Repeat verbatim, and only, the lines of the data below, beginning at the line that contains "PR #1298, opened 2021-09-08" and stopping after the line that contains "-46,8 +46,14 @@ void OSM_Layer::componentComplete()".

_DATASET ENTRIES:_
[Start of section]

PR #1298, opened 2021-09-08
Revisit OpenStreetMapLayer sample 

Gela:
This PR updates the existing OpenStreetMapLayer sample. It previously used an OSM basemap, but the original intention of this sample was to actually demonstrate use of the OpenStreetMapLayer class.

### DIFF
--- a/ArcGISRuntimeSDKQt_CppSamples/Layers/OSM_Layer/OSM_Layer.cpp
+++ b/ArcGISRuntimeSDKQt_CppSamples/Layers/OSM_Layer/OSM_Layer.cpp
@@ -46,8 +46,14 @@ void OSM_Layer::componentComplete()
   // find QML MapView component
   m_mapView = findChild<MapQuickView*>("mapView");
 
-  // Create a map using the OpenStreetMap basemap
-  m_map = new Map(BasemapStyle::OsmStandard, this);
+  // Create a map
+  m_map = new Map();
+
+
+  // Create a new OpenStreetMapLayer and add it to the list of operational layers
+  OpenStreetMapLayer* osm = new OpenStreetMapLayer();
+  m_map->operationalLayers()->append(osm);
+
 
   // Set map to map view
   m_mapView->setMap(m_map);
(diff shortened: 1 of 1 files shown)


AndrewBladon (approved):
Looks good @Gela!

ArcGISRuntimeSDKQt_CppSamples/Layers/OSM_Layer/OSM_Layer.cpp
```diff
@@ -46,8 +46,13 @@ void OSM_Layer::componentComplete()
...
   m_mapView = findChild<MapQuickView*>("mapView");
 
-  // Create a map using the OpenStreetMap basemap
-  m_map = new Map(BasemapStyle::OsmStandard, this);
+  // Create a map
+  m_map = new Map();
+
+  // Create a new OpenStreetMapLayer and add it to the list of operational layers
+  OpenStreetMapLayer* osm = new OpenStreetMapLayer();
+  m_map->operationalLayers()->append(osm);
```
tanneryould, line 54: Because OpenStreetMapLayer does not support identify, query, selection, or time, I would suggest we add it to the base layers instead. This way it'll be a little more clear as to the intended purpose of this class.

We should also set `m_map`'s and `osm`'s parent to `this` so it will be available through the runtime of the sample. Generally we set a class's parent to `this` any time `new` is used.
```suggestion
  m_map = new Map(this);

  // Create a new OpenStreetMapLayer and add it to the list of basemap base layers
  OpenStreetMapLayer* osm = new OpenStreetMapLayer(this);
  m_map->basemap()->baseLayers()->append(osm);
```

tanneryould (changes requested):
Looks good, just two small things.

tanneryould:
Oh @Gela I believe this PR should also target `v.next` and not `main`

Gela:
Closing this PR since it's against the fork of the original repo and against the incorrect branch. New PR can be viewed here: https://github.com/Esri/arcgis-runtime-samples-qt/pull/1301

[End of section]
[Start of section]

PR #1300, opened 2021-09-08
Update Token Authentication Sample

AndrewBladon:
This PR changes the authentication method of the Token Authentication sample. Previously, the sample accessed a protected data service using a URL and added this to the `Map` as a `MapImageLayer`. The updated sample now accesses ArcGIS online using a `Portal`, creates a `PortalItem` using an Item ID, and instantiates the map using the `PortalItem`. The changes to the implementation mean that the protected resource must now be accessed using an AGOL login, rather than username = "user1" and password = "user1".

[End of section]

_SOLVED PROBLEM:_
PR #1298, opened 2021-09-08
Revisit OpenStreetMapLayer sample 

Gela:
This PR updates the existing OpenStreetMapLayer sample. It previously used an OSM basemap, but the original intention of this sample was to actually demonstrate use of the OpenStreetMapLayer class.

### DIFF
--- a/ArcGISRuntimeSDKQt_CppSamples/Layers/OSM_Layer/OSM_Layer.cpp
+++ b/ArcGISRuntimeSDKQt_CppSamples/Layers/OSM_Layer/OSM_Layer.cpp
@@ -46,8 +46,14 @@ void OSM_Layer::componentComplete()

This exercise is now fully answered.